In Max’s Missing Scenes, we encounter 12 deleted segments. Each of these lasts between 25 seconds and two minutes, 12 seconds for a total of 13 minutes, 52 seconds of footage. To my surprise, much of this footage actually seems fairly entertaining. It’s too bad there’s no commentary to accompany it, for I’d like to hear why it got cut. I’d assume it’s because much of it appears moderately redundant, but it’s still decent stuff. The area also includes the full version of the MacGoogles theme song.

In the category of “Insulted Injury”, note that the deleted scenes for Max all appear in their original 1.85:1 aspect ratio. That’s great, but I wish we could watch the actual movie in the same dimensions.

Next we locate a featurette called Alex to the Max. This seven minute and 55 second piece purports to show a day in the life of an actor from Alex D. Linz’s point of view. It also tosses in very brief soundbites from director Hill, producer Karz, and actors Zena Grey and Josh Peck, but their comments don’t add up to much. Instead, the program largely consists of Linz’s generic statements and some decent footage from the set. The latter makes this show moderately entertaining, but it’s nothing special.

With Max’s Halls of Knowledge and Stuff, we get a trivia game. Proceed through it and you’ll actually get a decent reward: some outtakes from the movie that show alternate endings. The questions are very easy, but the interface makes progress slow; like a cheesy CD-ROM game from 1994, it takes forever to move Max through the halls of the middle school. Still, I’m happy that we receive a prize for this effort; too many DVD trivia games give you nothing substantial at the end.

When you start the DVD, you’ll find the usual complement of advertisements. Here we get a preview of the upcoming theatrical release Spy Kids 2 as well as commercials for Beauty and the Beast, The Rookie, Monsters Inc., Air Bud: Seventh Inning Fetch, and Snow Dogs. From the main menu, you’ll discover a Sneak Peeks area that includes trailers for the upcoming DVD releases of Teamo Supremo, Tarzan and Jane, Mickey’s House of Villains - incorrectly called Haunted House of Mouse in the menu - and Schoolhouse Rock.

In the DVD-ROM area, we find two features. In addition to a weblink for the Disney video site, we get a game called Max Keeble’s Ultimate Food Fight. Little more than a simple target-shooting contest, it actually is more fun than I expected. The four-level contest starts easy but gets somewhat hectic by the end, and it seems fairly well executed for what it offers. In addition, you get a minor reward if you complete it: a short featurette that looks at the creation of the film’s food fight scene.

As one outside of its target audience, I can’t say that Max Keeble’s Big Move did much for me. The movie had a few entertaining moments, but most folks over the age of 14 will find little to enjoy here. The DVD release of Max left a lot to be desired. Not only did Disney decide to release only a fullscreen version of the film, but also the quality of the picture seemed moderately flawed.

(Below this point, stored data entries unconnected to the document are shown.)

PR #3122, opened 2026-06-10
chore(exec-client): add check for nil payload

bar-bera:


execution/client/engine.go
```diff
@@ -148,6 +148,10 @@ func (s *EngineClient) GetPayload(
 		// Engine API returns the Unknown Payload (-38001) error if a nil result is returned.
 		return result, engineerrors.ErrUnknownPayload
 	}
+	if result.GetExecutionPayload() == nil {
+		// Reject JSON "null" payload with a clean error.
+		return result, engineerrors.ErrNilExecutionPayload
+	}
```
fridrik01, line 154: This looks good, we are now checking `GetExecutionPayload()` and `GetBlobsBundle()` for `nil`, but in the [BuiltExecutionPayloadEnv](https://github.com/berachain/beacon-kit/blob/main/consensus-types/types/payload_env.go#L32) interface is a third method `GetBlockValue()` which can return nil, should we not add that also just for consistency? I don't think we ever call GetBlockValue() right now but that may change with preconfs so adding it would catch potential panics later

So adding this here as well: 

```
if result.GetBlockValue() == nil {
    return result, engineerrors.ErrNilBlockValue
}
```

fridrik01 (approved):
LGTM, just one note

execution/client/engine.go
bar-bera: [ad459d7](https://github.com/berachain/beacon-kit/pull/3122/commits/ad459d7f477b9b7cac25aea81a001bc1ac744be1)

calbera (approved):

PR #3124, opened 2026-06-11
feat(deposits): enforce deposit source per fork

calbera:
Add a sanity check in processOperations that rejects blocks sourcing deposits from the wrong place for their fork. Before Fulu, deposits must come from the deposit-contract events carried on the beacon block body and EIP-6110 deposit requests must be absent; from Fulu onwards (after the single first-Fulu catchup block) deposits must come from EIP-6110 execution requests and the block body must carry none.

This mirrors the execution layer, which only emits EIP-6110 deposit requests from the Osaka fork onwards, and prevents deposits from being silently double counted or dropped if the execution layer gates EIP-6110 incorrectly across the fork boundary.

Covered by unit tests for both rejection directions in state-transition/core and a simulated test exercising the post-Fulu body-deposit rejection through ProcessProposal.


fridrik01 (approved):
LGTM, 

One thing to confirm before merge. This adds a retroactive validity rule, so replay breaks if any finalized mainnet or bepolia block carries pre-Fulu deposit requests. Given the prague gate issue I would want to test this on mainnet sync nodes, or alternatively skip the pre-fulu error condition.

bar-bera (approved):
> LGTM,
> 
> One thing to confirm before merge. This adds a retroactive validity rule, so replay breaks if any finalized mainnet or bepolia block carries pre-Fulu deposit requests. Given the prague gate issue I would want to test this on mainnet sync nodes, or alternatively skip the pre-fulu error condition.

Confirmed by checking in a block range (from `21796167` 4 Jun 2026 21:04:15 +0, to `22091805` 11 Jun 2026 17:18:46 +0) that all blocks with deposits have empty `.result.requestsHash` from `eth_getBlockByNumber`.

PR #3129, opened 2026-06-19
fix(node-api): enforce DA period check in GetBlobSidecars

### LINKED ISSUE #3127: GetBlobSidecars DA period check compares slot against itself
## Problem

`GetBlobSidecars` is supposed to reject requests for slots outside `MIN_EPOCHS_FOR_BLOB_SIDECARS_REQUESTS`. It calls `WithinDAPeriod` with the requested slot as **both** arguments:

https://github.com/berachain/beacon-kit/blob/main/node-api/handlers/beacon/blobs.go#L73-L79

    if !h.cs.WithinDAPeriod(slot, slot) {

`WithinDAPeriod(block, current)` is defined as:

https://github.com/berachain/beacon-kit/blob/main/chain/helpers.go#L57-L61

    func (s spec) WithinDAPeriod(block, current math.Slot) bool {
    	return s.SlotToEpoch(block)+s.MinEpochsForBlobsSidecarsRequest() >= s.SlotToEpoch(current)
    }

When `block == current`, that's just `epoch(slot) + N >= epoch(slot)`, which is always true. The check can never fail.

We already use this correctly on the consensus side — `FinalizeSidecars` passes the block slot and chain head:

https://github.com/berachain/beacon-kit/blob/main/beacon/blockchain/finalize_block.go#L97

    s.chainSpec.WithinDAPeriod(blk.GetSlot(), math.Slot(syncingToHeight))

Looks like the API handler just wired up the wrong second arg. `GetSyncData()` is already available in the same function (used a few lines above for `head` block id).

## Expected

If someone asks for blob sidecars at a slot that's fallen outside the DA window, we should fail the request up front — before we touch the availability store.

The logic for this already exists in `WithinDAPeriod`. There's a test for it in [chain/helpers_test.go](https://github.com/berachain/beacon-kit/blob/main/chain/helpers_test.go#L102-L135) with `MinEpochsForBlobsSidecarsRequest = 5`:

- slot `0` vs head at `160` → still in window
- slot `0` vs head at `192` → outside window, should reject

So for a concrete example: chain head at slot 192, client requests sidecars for slot 0 → API should return an error. Right now it doesn't.

## Actual

The guard at line 74 never trips because both args are the same slot. Every request gets through to `GetBlobSidecarsAtSlot`.

What the caller gets back is basically luck — if pruning hasn't cleaned up old blobs yet, they'll get data for a slot we shouldn't be serving. If pruning already ran, they get empty. Either way the API isn't enforcing the retention policy itself.

## Suggested fix

Use chain head as the second arg. `GetSyncData()` is already called in this handler for the `head` block id case, so it's just wiring:

    headHeight, _ := h.backend.GetSyncData()
    if headHeight < 0 {
        return nil, errors.New("invalid negative block height")
    }
    if !h.cs.WithinDAPeriod(slot, math.Slot(headHeight)) {
        return nil, fmt.Errorf(
            "requested slot (%d) is not within Data Availability Period (previous %d epochs)",
            slotID, h.cs.MinEpochsForBlobsSidecarsRequest(),
        )
    }

Would also add a test in [blob_test.go](https://github.com/berachain/beacon-kit/blob/main/node-api/handlers/beacon/blob_test.go) — mock head at something like slot 192, request slot 0, assert we get an error. Currently only the happy path with `head` is covered.

NikhilSharmaWe:
Fixes #3127 

## Summary

`GetBlobSidecars` was calling `WithinDAPeriod(slot, slot)`, which always evaluates to true, so the DA retention guard never ran.

This change compares the requested slot against **local head** from `GetSyncData()`, using the same retention window as availability pruning. The error message now prints the resolved slot instead of `slotID` (which is `-1` for `head`).

**Before:** `WithinDAPeriod(slot, slot)` → always passes  
**After:** `WithinDAPeriod(slot, headHeight)` → rejects slots outside `MIN_EPOCHS_FOR_BLOB_SIDECARS_REQUESTS`

Local head is used (not sync target) so `/blob_sidecars/head` still works while the node is syncing.

## Test plan

- [x] `go test -tags=test ./node-api/handlers/beacon/... -run TestGetBlobSidecars`
- [x] `go test -tags=test ./node-api/handlers/beacon/...`
- [x] Head request succeeds (`head` block id)
- [x] Head request succeeds while syncing (`headHeight=1000`, `syncToHeight=800_000`)
- [x] Explicit in-window slot accepted (999000 with head at 1_000_000)
- [x] Out-of-window slot rejected (212568 with head at 1_000_000)
- [x] Store not queried when DA check fails (`AssertNotCalled` on `GetBlobSidecarsAtSlot`)

### DIFF
--- a/node-api/handlers/beacon/blob_test.go
+++ b/node-api/handlers/beacon/blob_test.go
@@ -168,7 +168,7 @@ func TestGetBlobSidecars(t *testing.T) {
 				require.Nil(t, res)
 				require.ErrorContains(t, err, "not within Data Availability Period")
 				require.ErrorContains(t, err, "212568")
-				backend.AssertNotCalled(t, "GetBlobSidecarsAtSlot")
+				backend.AssertNumberOfCalls(t, "GetBlobSidecarsAtSlot", 0)
 			},
 		},
 	}
--- a/node-api/handlers/beacon/blob_test.go
+++ b/node-api/handlers/beacon/blob_test.go
@@ -70,10 +70,10 @@ func TestGetBlobSidecars(t *testing.T) {
 		name                string
 		inputs              func() beacontypes.GetBlobSidecarsRequest
 		setMockExpectations func(*testing.T, *mocks.Backend)
-		check               func(t *testing.T, res any, err error)
+		check               func(t *testing.T, backend *mocks.Backend, res any, err error)
 	}{
 		{
-			name: "success",
+			name: "success - head",
 			inputs: func() beacontypes.GetBlobSidecarsRequest {
 				return beacontypes.GetBlobSidecarsRequest{
 					BlockIDRequest: handlertypes.BlockIDRequest{
@@ -88,7 +88,7 @@ func TestGetBlobSidecars(t *testing.T) {
 				b.EXPECT().GetSyncData().Return(int64(1234), int64(1234))
 				b.EXPECT().GetBlobSidecarsAtSlot(mock.Anything).Return(testSidecars, nil)
 			},
-			check: func(t *testing.T, res any, err error) {
+			check: func(t *testing.T, _ *mocks.Backend, res any, err error) {
 				t.Helper()
 
 				require.NoError(t, err)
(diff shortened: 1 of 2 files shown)


NikhilSharmaWe:
@fridrik01 PTAL, thanks

PR #1, opened 2018-06-24
Added Changes for release

matsduf:


sandoche2k:
Maybe we should add that there is no perl interface when compared to the old GUI and also we need to install apache.

matsduf:
@sandoche2k, please review again after update.

PR #7, opened 2018-09-11
Update result CSS: set a cursor pointer on expandable results

chtitux:
The expandable lines can be expanded by clicking on them.
Set a "pointer" cursor (aka "click cursor") for such lines, so user is aware he can click on them.


sandoche2k:
@pamasse do you agree ?

PR #10, opened 2018-12-14
Get dynamically profiles from the backend

pamasse:
Get dynamically profiles from the backend through the new API function 'profiles_names'.


sandoche2k:
@mattias-p @matsduf @mtoma check and approve

PR #19, opened 2019-01-27
Merge master into develop

matsduf:
There are commits in the master branch that need to be merge into develop to make develop be a superset.


pamasse:
@sandoche2k It could be a good think to create a travis test or something like this for the GUI too.

matsduf:
@sandoche2k, yes it is possible to get the zip file. If you select the develop branch in the repository and then click on "clone or download" and select zip file and you get the same thing, but based on the HEAD commit of the develop branch.

Issue #26, opened 2019-01-31
Define supported environments


matsduf:
For GUI we need to define what browsers (and version of that) on what OS that we support or at least test on.

pamasse:
Hi @matsduf,

I've done some test with different tools like [browserstack](www.browserstack.com). With this kind of tool we can automate the test of the gui very easily (because the gui is very simple).

I ask for a free plan (https://www.browserstack.com/open-source) for zonemaster GUI. But, to accept the free plan, they would like their logo on the zonemaster gui readme page. 

What do you think about this?

sandoche2k:
Could be closed when the PR https://github.com/zonemaster/zonemaster/pull/756 is closed? @pamasse

matsduf:
Defined in zonemaster/zonemaster.

PR #37, opened 2019-04-02
Add some e2e test with selenium (only works on local)

pamasse:
Not a full response to #26, but this is a solution to select a list of supported browser.

Here some selenium test with a pre implementation of the BrowserStack plateform link to run parallel tests.


matsduf:
I trust that @pamasse has done this correctly.

@pamasse, what does "only works on local" refer to?

PR #41, opened 2019-04-29
Add a tests before fetching information about parent zone

### LINKED ISSUE #39: Tries to fetch from parent zone even if domain has not been given
If you are in the pre-delegated domain mode and leave the domain name field empty and press "fetch data from parent zone" the gui will request the backend for "get_data_from_parent_zone" with empty domain. 

Maybe it relates to issue #38.

pamasse:
Check before fetching information about parent zone if the domain input is not empty

Fix #39


src/app/components/form/form.component.ts
```diff
@@ -121,6 +117,16 @@ export class FormComponent implements OnInit {
     return selectedItems.length ? selectedItems : null;
   }
 
+  private displayDataFromParent() {
+
+    if (this.form['domain'] === '') {
+      this.alertService.error('Domain name required');
```
matsduf: A problem with this solution is that we always get the message in English, don't we? How can we have it translatable to the supported languages?

pamasse: The system is already in place. We need to put the translation in the lang files (src/assets/i18n/[fr/en/sv]) with the english text as the json key. I started this work for french but i'm not very confident with my Swedish :).
I create an issue for that #44

matsduf: What do you mean by "the system is already in place"? This is new code that has not yet been merged to develop branch. We are still discussing it.

pamasse: The code bellow send a string (here 'Domain name required') to the error method of the alert service. The alert service display the text with the proper settings (color red for error, orange for warning etc.) and also try to translate the text. If the translation is not define, it keep the string (here 'Domain name required') and display it. To see this system in action, switch to french and try to run a test without domain name. 

Yes, i will add the English translation in a separate PR.

PR #47, opened 2019-05-09
Fix sending empty ns when the advanced options are not open

pamasse:
Fix sending empty ns when the advanced options are not open


pamasse:
The commit fix the issue

PR #53, opened 2019-05-17
Improved cut'n'paste friendliness for release testing

mattias-p:
Release testing is more streamlined if the `unzip` refers to the same file name as the file created by the `npm run release` command.

PR #54, opened 2019-05-17
Updated installation instructions on FreeBSD:

matsduf:
* Corrected path for included configuration files.
* Added needed enabling of modules in Apache.
* Removed uneeded use of wget for fetch instead (and removed
  installation of wget)
* Editorial updates

The current instructions are incomplete or wrong.

### DIFF
--- a/docs/Installation.md
+++ b/docs/Installation.md
@@ -14,6 +14,10 @@ Before installing Zonemaster Web GUI, you should [install Zonemaster::Engine][
 Zonemaster::Engine installation] and [Zonemaster::Backend][Zonemaster::Backend
 installation].
 
+Prerequisite for FreeBSD is that the package system is upadated and activated,
+see FreeBSD section of [install Zonemaster::Engine].
+
+
 ## Installation
 
 This instruction covers the following operating systems:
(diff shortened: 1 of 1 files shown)


docs/Installation.md
```diff
@@ -109,50 +113,47 @@ sudo systemctl reload apache2
...
-```
+* Start Apache:
+ 
+``service apache24 start``
 
 * Install Zonemaster Web GUI
 ```sh
-wget https://github.com/zonemaster/zonemaster-gui/releases/download/v3.0.1/zonemaster_web_gui.zip -O temp.zip
-mkdir -p  /var/www/html/zonemaster-web-gui
+fetch https://github.com/zonemaster/zonemaster-gui/releases/download/v3.0.1/zonemaster_web_gui.zip
```
sandoche2k: Should be 3.0.2

sandoche2k:
@pamasse since the file name now is not "temp.zip", you need to change for all distributions as @matsduf has done

docs/Installation.md
matsduf: That will be fixed at release time. We should probably have 3.0.3 since we have added things after.

matsduf:
@sandoche2k, that is done in #53.

matsduf:
Rebased after #53 was merged to develop branch.

Issue #48, opened 2019-05-09
Remove 14.0.4 Ubuntu requirements from install instructions


sandoche2k:

sandoche2k:
@pamasse can you update and close?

At least the audio sounded generally good, and the set also included a reasonable roster of extras.

Although Max Keeble’s Big Move presented decent fare for its audience, ultimately I can’t recommend the DVD, largely because of the absence of original aspect ratio (OAR). To see a brand-new film hit DVD with no OAR option seems unthinkable, but here’s an example. I just can’t urge anyone to rush out to buy a pan and scan product like this, especially since it doesn’t even present a strong picture within the fullscreen parameters. For those who don’t care about aspect ratios, is the image quality problematic enough to make them skip the disc? No, the movie actually looked decent to good; it just showed more flaws than I’d expect from a brand-new film. I’d still hope that folks who care about original ratios would avoid Max Keeble’s Big Move and make sure Disney knows their displeasure with the product.